Dataset excerpts:
- Opening Delimiter -

PR #1278, opened 2026-08-04
🐛 Protocols: fix spurious warning for dynamic namespace overrides

t-reents:
The validation of overrides emits warnings for dynamic namespaces with undeclared children, such as `monitors` or `pseudos` in case of the `PwBaseWorkChain`.

This PR fixes this behavior but still emits warnings for dynamic namespaces with declared children.

Script to reproduce the issue (on main one will still see the warnings but this branch should fix it):

```python

from aiida import orm
from aiida_quantumespresso.workflows.pw.base import PwBaseWorkChain

pseudo_fam = orm.load_group('SSSP/1.3/PBEsol/efficiency')

code = orm.load_code('YOUR CODE')

structure = orm.StructureData(cell=[[2.7, 2.7, 0], [0, 2.7, 2.7], [2.7, 0, 2.7]])
structure.append_atom(position=(0, 0, 0), symbols='Si')
structure.append_atom(position=(1.35, 1.35, 1.35), symbols='Si')

pseudos = pseudo_fam.get_pseudos(structure=structure)

overrides = {
    'pw': {
        'monitors': {'monitor1': {'entry_point': 'quantumespresso.accuracy_stuck'}},
        'pseudos': pseudos,
        'parameters': {
            'SYSTEM': {
                'ecutwfc': 30,
                'ecutrho': 240,
            },
        }
    },
}

builder = PwBaseWorkChain.get_builder_from_protocol(code, structure, overrides=overrides)

```

PR #1279, opened 2026-08-05
🐛 Protocols: fix silently dropped `overrides` in `get_builder_from_protocol`

t-reents:
`get_builder_from_protocol()` built each work chain's inputs by manually copying a hardcoded whitelist of fields onto the builder, wrapping each in its AiiDA type by hand. Any `overrides` key not in that whitelist (e.g. `monitors`) was silently ignored instead of being applied or raising an error.

- Replace the manual per-field copying with `builder._update(inputs)` in `PwBaseWorkChain`, `PhBaseWorkChain`, `PdosWorkChain`, `PwBandsWorkChain`, `PwRelaxWorkChain` and `NebBaseWorkChain`. This existing `ProcessBuilderNamespace` method already does everything the manual code was doing by hand: it merges a plain dict onto the builder, applies the default `to_aiida_type` serializer per port, and raises `AttributeError` for unknown keys at a non-dynamic level.
- A typo'd or misplaced key at a work chain's root namespace now raises instead of being dropped. Keys nested inside a dynamic namespace (e.g. `pw`, `base_relax`) still can only be caught with the existing `UserWarning` from `_validate_override_keys`, since dynamic namespaces accept arbitrary keys by design — this soft check is unchanged and keeps working exactly as introduced in #1136.
- While this changes the behavior, i.e., failing for top level keys, I'd still say that it's fine. I also had a version just emitting a warning and ignoring those keys, but I found it unnecessarily complicated. In the end, an error is only raised for top level keys and if a user tries to manually set them on the builder, it will anyway fail. Also, in #1102 we introduced a new raising behavior that was included in a minor release, so I think that we could accept this change and properly document it in the CHANGELOG.

If there are other opinions, especially in favour of checking those top level keys and dropping them with a warning, instead of raising, we can of course adjust it

### DIFF
--- a/src/aiida_quantumespresso/workflows/neb/base.py
+++ b/src/aiida_quantumespresso/workflows/neb/base.py
@@ -130,19 +130,28 @@ class NebBaseWorkChain(ProtocolMixin, BaseRestartWorkChain):
             options=options,
             **kargs,
         )
-        builder = cls.get_builder()
-        builder.neb.code = code
-        builder.neb.images = images
-        builder.neb.pw.pseudos = pw_base.pw.pseudos
-        builder.neb.pw.parameters = pw_base.pw.parameters
-        builder.neb.metadata.options = pw_base.pw.metadata.options
+        inputs = {
+            'neb': {
+                'code': code,
+                'images': images,
+                'pw': {
+                    'pseudos': pw_base.pw.pseudos,
+                    'parameters': pw_base.pw.parameters,
+                },
+                'metadata': {'options': pw_base.pw.metadata.options},
+            },
+            'kpoints_force_parity': pw_base['kpoints_force_parity'],
+            'max_iterations': pw_base['max_iterations'],
+        }
 
         if 'kpoints' in pw_base:
-            builder.kpoints = pw_base['kpoints']
+            inputs['kpoints'] = pw_base['kpoints']
         else:
-            builder.kpoints_distance = orm.Float(pw_base['kpoints_distance'])
-        builder.kpoints_force_parity = orm.Bool(pw_base['kpoints_force_parity'])
-        builder.max_iterations = orm.Int(pw_base['max_iterations'])
+            inputs['kpoints_distance'] = pw_base['kpoints_distance']
+
+        builder = cls.get_builder()
+        builder._update(inputs)
+
         return builder
 
     def setup(self):
--- a/src/aiida_quantumespresso/workflows/neb/base.py
+++ b/src/aiida_quantumespresso/workflows/neb/base.py
@@ -150,7 +150,7 @@ class NebBaseWorkChain(ProtocolMixin, BaseRestartWorkChain):
             inputs['kpoints_distance'] = pw_base['kpoints_distance']
 
         builder = cls.get_builder()
-        builder._update(inputs)
+        builder._merge(inputs)
 
         return builder
 
--- a/src/aiida_quantumespresso/workflows/pw/base.py
+++ b/src/aiida_quantumespresso/workflows/pw/base.py
@@ -312,23 +312,20 @@ class PwBaseWorkChain(ProtocolMixin, BaseRestartWorkChain):
 
         metadata['options'] = cls.set_default_resources(metadata['options'], code.computer.scheduler_type)
 
-        builder = cls.get_builder()
-        builder.pw['code'] = code
-        builder.pw['pseudos'] = pseudos
-        builder.pw['structure'] = structure
-        builder.pw['parameters'] = orm.Dict(parameters)
-        builder.pw['metadata'] = metadata
-        if 'settings' in inputs['pw']:
-            builder.pw['settings'] = orm.Dict(inputs['pw']['settings'])
-        if 'parallelization' in inputs['pw']:
-            builder.pw['parallelization'] = orm.Dict(inputs['pw']['parallelization'])
-        builder.clean_workdir = orm.Bool(inputs['clean_workdir'])
+        inputs['pw']['code'] = code
+        inputs['pw']['structure'] = structure
+        inputs['pw']['pseudos'] = pseudos
+        inputs['pw']['parameters'] = parameters
+        inputs['pw']['metadata'] = metadata
+
+        # `kpoints` and `kpoints_distance` are mutually exclusive: only pass on the one that should be used.
         if 'kpoints' in inputs:
-            builder.kpoints = inputs['kpoints']
+            inputs.pop('kpoints_distance', None)
         else:
-            builder.kpoints_distance = orm.Float(inputs['kpoints_distance'])
-        builder.kpoints_force_parity = orm.Bool(inputs['kpoints_force_parity'])
-        builder.max_iterations = orm.Int(inputs['max_iterations'])
+            inputs.pop('kpoints', None)
+
+        builder = cls.get_builder()
+        builder._update(inputs)
 
         return builder
 
--- a/src/aiida_quantumespresso/workflows/pw/base.py
+++ b/src/aiida_quantumespresso/workflows/pw/base.py
@@ -325,7 +325,7 @@ class PwBaseWorkChain(ProtocolMixin, BaseRestartWorkChain):
             inputs.pop('kpoints', None)
 
         builder = cls.get_builder()
-        builder._update(inputs)
+        builder._merge(inputs)
 
         return builder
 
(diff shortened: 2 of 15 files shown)


t-reents:
@elinscott I'd suggest that we first agree on this and get it merged and afterwards, we can add the tests to your PR #1274 that validate that all possible overrides according to your `TypedDicts`s actually get merged into the builder.

src/aiida_quantumespresso/workflows/pw/base.py
```diff
@@ -312,23 +312,20 @@ def get_builder_from_protocol(
...
-            builder.kpoints = inputs['kpoints']
+            inputs.pop('kpoints_distance', None)
         else:
-            builder.kpoints_distance = orm.Float(inputs['kpoints_distance'])
-        builder.kpoints_force_parity = orm.Bool(inputs['kpoints_force_parity'])
-        builder.max_iterations = orm.Int(inputs['max_iterations'])
+            inputs.pop('kpoints', None)
+
+        builder = cls.get_builder()
+        builder._update(inputs)
```
elinscott: **`_update` raises `KeyError` for any dict-valued key at the root namespace, including valid ones.**

`ProcessBuilderNamespace._update` does `self[key].update(value)` when the value is a `Mapping`. But `self[key]` is `self._data[key]` which is only pre-populated for *namespace* ports, which for e.g. `PwBaseWorkChain` is just `metadata` and `pw`, so `handler_overrides` (a genuine `Dict` input port) hits `KeyError` instead of landing:

```python
PwBaseWorkChain.get_builder_from_protocol(
    code, structure,
    overrides={'handler_overrides': {'handle_known_unrecoverable_failure': {'enabled': False}}},
)
# main: builds, value silently dropped
# here: KeyError: 'handler_overrides'
```

This is also an issue one level down, where the key check finds nothing wrong and so the user gets no warning at all, only the bare `KeyError`:

```python
PwBandsWorkChain.get_builder_from_protocol(
    code, structure,
    overrides={'scf': {'handler_overrides': {'handle_known_unrecoverable_failure': {'enabled': False}}}},
)
```

The same mechanism means an *invalid* dict-valued root key gives `KeyError: 'relax'` rather than the `AttributeError: Unknown builder parameter: relax` the PR description promises.

This was not caught because the tests only cover scalar-valued root keys (`clean_wokdir: True`, `pseudo_family: '...'`), which is the half that works.

`builder._merge(inputs)` appears to be a drop-in fix: it routes everything through `__setattr__`, so unknown keys give the intended `AttributeError` regardless of value type, and `handler_overrides` serialises to a `Dict` as it should. Claude tested the `_update` → `_merge` swap and everything seems to work as intended.

tests/workflows/protocols/pw/test_base.py
```diff
@@ -288,11 +288,10 @@ def test_parallelization_overrides(fixture_code, generate_structure):
         # CORRECT overrides for `Dict` node with incorrect keys
         # The key check should _not_ validate the inputs, that is the job of the port validator
         ({'pw': {'parameters': {'NON-EXISTENT': {'param': 1}}}}, None),
-        # WRONG overrides with typo
-        ({'clean_wokdir': True}, UserWarning),
-        # WRONG overrides with process input at incorrect level
+        # WRONG overrides with process input at incorrect level, nested inside the dynamic `pw` namespace: the
+        # namespace itself cannot reject unknown keys, so this is only caught with a warning.
         ({'pw': {'options': {}}}, UserWarning),
```
elinscott: **Nested keys in a dynamic namespace land raw.**

The description says these are "still only caught with the existing `UserWarning`", but since `pw` is dynamic, `_update` now stores them, and the builder stops validating:

```python
PwBaseWorkChain.get_builder_from_protocol(
    code, structure, overrides={'pw': {'options': {'max_wallclock_seconds': 60}}}, # should be pw.metadata.options.max_wallclock_seconds
)
# main: warning, key absent, spec().inputs.validate() passes
# here: warning, pw.options present, validate() -> "Invalid type <class 'int'> for dynamic port
#       value: expected <class 'aiida.orm.nodes.data.data.Data'>"
```

This is an ugly way to crash — make the loud failure here is informative.

src/aiida_quantumespresso/workflows/neb/base.py
```diff
@@ -130,19 +130,28 @@ def get_builder_from_protocol(
...
-            builder.kpoints = pw_base['kpoints']
+            inputs['kpoints'] = pw_base['kpoints']
         else:
-            builder.kpoints_distance = orm.Float(pw_base['kpoints_distance'])
-        builder.kpoints_force_parity = orm.Bool(pw_base['kpoints_force_parity'])
-        builder.max_iterations = orm.Int(pw_base['max_iterations'])
+            inputs['kpoints_distance'] = pw_base['kpoints_distance']
+
+        builder = cls.get_builder()
+        builder._update(inputs)
```
elinscott: **Test coverage only tracks two of the six conversions.**

None of `pdos.py`, `ph/base.py`, `pw/bands.py` nor `neb/base.py` are pinned by the tests. The NEB rewrite is the largest of the six and has no protocol test at all, which seems worth at least a smoke-level builder test given it also changes how `neb.pw` and `neb.metadata` are assigned.

elinscott (changes requested):
Thanks, looks good by and large, and the tests are discriminating — I reverted `pw/base.py` and `pw/relax.py` against them and they fail.

One blocking issue and some smaller things listed in comments below.

src/aiida_quantumespresso/workflows/pw/base.py
t-reents: Ahh, I explicitly pointed Claude to `_update` and `_merge` as it wasn't aware of them, but it apparently convinced me choosing the wrong one, as I only used the non-nested cases for testing. Thanks! I will revert to `_merge`

tests/workflows/protocols/pw/test_base.py
t-reents: Hm, but this would require changing the behavior of the overrides validation introduced in #1136 in general, right? Because there it was discussed that `_validate_override_keys` only emits the warning and the validation will occur when submitted/via the port validator. 
So just to understand correctly, what you're saying is, that `_validate_override_keys` should generally raise instead of emitting warnings when detecting unrecognised keys?

elinscott: Yes.

As per #1136 `_validate_override_keys` warns whenever an override key matches no declared port  e.g.
```
overrides={'pw': {'options': {'max_wallclock_seconds': 60}}}
```
where the real port is `pw.metadata.options`, so `options` triggers
```
Found unrecognised key in overrides
```

The question is what happens to such a key after the warning:
- **On main** it was silently dropped — not by design, but because the old item-by-item copying (`builder.pw.code = ...`, `builder.pw.parameters = ...` over a fixed list of names) never assigned anything else onto the builder
- **With this PR** the whole `inputs` dict is merged onto the builder, so the unrecognised key lands inside the dynamic `pw` namespace and survives to submission, where it fails with `Invalid type <class 'int'> for dynamic port value: expected <class 'aiida.orm.nodes.data.data.Data'>`.

This PR already half-hardens things anyway:
- an unrecognised root-level key fails immediately (builders reject unknown names: `_merge` gives `Unknown builder parameter: ...`)
- a dynamic subspace such as `pw` accepts any key name at assignment, and its extras are only type-checked at submission.
 
So whether the same typo raises immediately or festers to a cryptic submit-time error depends purely on whether the enclosing namespace happens to be dynamic.

t-reents: Agree. I think the warning + builder validation approach would only be helpful in case one would get reasonable error messages, which is not the case. 

I will adapt it. Moreover, since the behavior was always a bit strange, i.e., overrides got silently dropped, I think it's also justified to include this in a `5.1` release.

src/aiida_quantumespresso/workflows/neb/base.py
t-reents: I just learned that I already had some tests locally that we're not committed 😅

t-reents:
@elinscott should be ready for another review.

The latest commits should have addressed all review comments. `_update` to `_merge`, changed warnings to strict validation in `utils.py` and added tests. The tests are also discriminating, i.e., failing on main but pass here. 

I also added a test for the NEB `WorkChain`. However, this is not very informative, since the override handling in that workchain is a bit strange. All the overrides are just passed to the `PwBaseWorkChain` and then only specific keywords are merged into the actual `neb` builder. This being said, it's not possible to override actual inputs of the neb namespace directly. Nonetheless, restructuring that part is beyond the scope of this PR.
There is already an open PR related to NEB #1213, so we could request to adapt the behavior there or open a separate one.

The strict validation actually catched that the CLI specified some overrides at the wrong level.

t-reents:
Just as a comment, since we move from warnings to errors, this PR partially reverts the changes introduced in #1278.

- Closing Delimiter -

> WHAT THIS TASK INVOLVES
Identify each line in the records above that contains the word "symbols", and copy it out in full.

> EXERCISE RESPONSE
structure.append_atom(position=(0, 0, 0), symbols='Si')
structure.append_atom(position=(1.35, 1.35, 1.35), symbols='Si')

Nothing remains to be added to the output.